Shenker, et. al. Standards Track [Page 6] RFC 2212 Guaranteed Quality of Service September 1997

 The RSpec is a rate R and a slack term S, where R MUST be greater
 than or equal to r and S MUST be nonnegative.  The rate R is again
 measured in bytes of IP datagrams per second and has the same range
 and suggested representation as the bucket and the peak rates.  The
 slack term S is in microseconds.  The RSpec rate can be bigger than
 the TSpec rate because higher rates will reduce queueing delay.  The
 slack term signifies the difference between the desired delay and the
 delay obtained by using a reservation level R.  This slack term can
 be utilized by the network element to reduce its resource reservation
 for this flow. When a network element chooses to utilize some of the
 slack in the RSpec, it MUST follow specific rules in updating the R
 and S fields of the RSpec; these rules are specified in the Ordering
 and Merging section.  If at the time of service invocation no slack
 is specified, the slack term, S, is set to zero.  No buffer
 specification is included in the RSpec because the network element is
 expected to derive the required buffer space to ensure no queueing
 loss from the token bucket and peak rate in the TSpec, the reserved
 rate and slack in the RSpec, the exported information received at the
 network element, i.e., Ctot and Dtot or Csum and Dsum, combined with
 internal information about how the element manages its traffic.
 The TSpec can be represented by three floating point numbers in
 single-precision IEEE floating point format followed by two 32-bit
 integers in network byte order.  The first floating point value is
 the rate (r), the second floating point value is the bucket size (b),
 the third floating point is the peak rate (p), the first integer is
 the minimum policed unit (m), and the second integer is the maximum
 datagram size (M).
 The RSpec rate term, R, can also be represented using single-
 precision IEEE floating point.
 The Slack term, S, can be represented as a 32-bit integer.  Its value
 can range from 0 to (2**32)-1 microseconds.
 When r, b, p, and R terms are represented as IEEE floating point
 values, the sign bit MUST be zero (all values MUST be non-negative).
 Exponents less than 127 (i.e., 0) are prohibited.  Exponents greater
 than 162 (i.e., positive 35) are discouraged, except for specifying a
 peak rate of infinity.  Infinity is represented with an exponent of
 all ones (255) and a sign bit and mantissa of all zeroes.

Exported Information

 Each guaranteed service module MUST export at least the following
 information.  All of the parameters described below are
 characterization parameters.

Shenker, et. al.

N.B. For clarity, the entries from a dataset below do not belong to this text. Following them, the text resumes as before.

PR #775, opened 2023-10-04
Solution

Shatrovskyi:


app/main.py
```diff
@@ -1,3 +1,56 @@
...
+        if isinstance(other, Distance):
+            return Distance(self.km + other.km)
+        return Distance(self.km + other)
+
+    def __iadd__(self, other: int | float) -> Distance:
+        if isinstance(other, Distance):
+            self.km += other.km
+        elif isinstance(other, (int, float)):
+            self.km += other
+        return self
```
mykolamateichuk, line 25: On line 21 you check if other is instance of Distance class, but you don't type hint it in function declaration.

mykolamateichuk (changes requested):

app/main.py
Shatrovskyi: Got it!

app/main.py
```diff
@@ -1,3 +1,56 @@
...
+
+    def __le__(self, other: int | float | Distance) -> bool:
+        if isinstance(other, Distance):
+            return self.km <= other.km
+        return self.km <= other
+
+    def __ge__(self, other: int | float | Distance) -> bool:
+        if isinstance(other, Distance):
+            return self.km >= other.km
+        return self.km >= other
```
fsocie7y, line 56: u are close)
try to rewrite these two methods in one line each. Use previously created magic methods
Hint: <= is the same as not >

fsocie7y (changes requested):

app/main.py
```diff
@@ -1,3 +1,49 @@
...
+        return self
+
+    def __mul__(self, other: int | float) -> Distance:
+        return Distance(self.km * other)
+
+    def __truediv__(self, other: int | float) -> Distance:
+        return Distance(round(self.km / other, 2))
+
+    def __lt__(self, other: int | float | Distance) -> bool:
+        return (self.__lt__(other.km) if isinstance(other, Distance)
```
LiudmylaKulinchenko, line 34: Avoid using ternary operator to increase readability

app/main.py
```diff
@@ -1,3 +1,49 @@
...
+                else self.km < other)
+
+    def __gt__(self, other: int | float | Distance) -> bool:
+        return (self.__gt__(other.km) if isinstance(other, Distance)
```
LiudmylaKulinchenko, line 38: use mathematical operands instead of self.__gt__
Fix everywhere

LiudmylaKulinchenko (changes requested):

LiudmylaKulinchenko (approved):
Well done! 🎈🌼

Standards Track [Page 7] RFC 2212 Guaranteed Quality of Service September 1997

 A network element's implementation of guaranteed service is
 characterized by two error terms, C and D, which represent how the
 element's implementation of the guaranteed service deviates from the
 fluid model.  These two parameters have an additive composition rule.
 The error term C is the rate-dependent error term.  It represents the
 delay a datagram in the flow might experience due to the rate
 parameters of the flow.  An example of such an error term is the need
 to account for the time taken serializing a datagram broken up into
 ATM cells, with the cells sent at a frequency of 1/r.
    NOTE: It is important to observe that when computing the delay
    bound, parameter C is divided by the reservation rate R.  This
    division is done because, as with the example of serializing the
    datagram, the effect of the C term is a function of the
    transmission rate.  Implementors should take care to confirm that
    their C values, when divided by various rates, give appropriate
    results.  Delay values that are not dependent on the rate SHOULD
    be incorporated into the value for the D parameter.
 The error term D is the rate-independent, per-element error term and
 represents the worst case non-rate-based transit time variation
 through the service element.  It is generally determined or set at
 boot or configuration time.  An example of D is a slotted network, in
 which guaranteed flows are assigned particular slots in a cycle of
 slots.  Some part of the per-flow delay may be determined by which
 slots in the cycle are allocated to the flow.  In this case, D would
 measure the maximum amount of time a flow's data, once ready to be
 sent, might have to wait for a slot.  (Observe that this value can be
 computed before slots are assigned and thus can be advertised.  For
 instance, imagine there are 100 slots.  In the worst case, a flow
 might get all of its N slots clustered together, such that if a
 packet was made ready to send just after the cluster ended, the
 packet might have to wait 100-N slot times before transmitting.  In
 this case one can easily approximate this delay by setting D to 100
 slot times).
 If the composition function is applied along the entire path to
 compute the end-to-end sums of C and D (Ctot and Dtot) and the
 resulting values are then provided to the end nodes (by presumably
 the setup protocol), the end nodes can compute the maximal datagram
 queueing delays.  Moreover, if the partial sums (Csum and Dsum) from
 the most recent reshaping point (reshaping points are defined below)
 downstream towards receivers are handed to each network element then
 these network elements can compute the buffer allocations necessary

Shenker, et. al. Standards Track [Page 8] RFC 2212 Guaranteed Quality of Service September 1997

 to achieve no datagram loss, as detailed in the section Guidelines
 for Implementors.  The proper use and provision of this service
 requires that the quantities Ctot and Dtot, and the quantities Csum
 and Dsum be computed.  Therefore, we assume that usage of guaranteed
 service will be primarily in contexts where these quantities are made
 available to end nodes and network elements.
 The error term C is measured in units of bytes.  An individual
 element can advertise a C value between 1 and 2**28 (a little over
 250 megabytes) and the total added over all elements can range as
 high as (2**32)-1.  Should the sum of the different elements delay
 exceed (2**32)-1, the end-to-end error term MUST be set to (2**32)-1.
 The error term D is measured in units of one microsecond.  An
 individual element can advertise a delay value between 1 and 2**28
 (somewhat over two minutes) and the total delay added over all
 elements can range as high as (2**32)-1.  Should the sum of the
 different elements delay exceed (2**32)-1, the end-to-end delay MUST
 be set to (2**32)-1.
 The guaranteed service is service_name 2.
 The RSpec parameter is numbered 130.
 Error characterization parameters C and D are numbered 131 and 132.
 The end-to-end composed values for C and D (Ctot and Dtot) are
 numbered 133 and 134.  The since-last-reshaping point composed values
 for C and D (Csum and Dsum) are numbered 135 and 136.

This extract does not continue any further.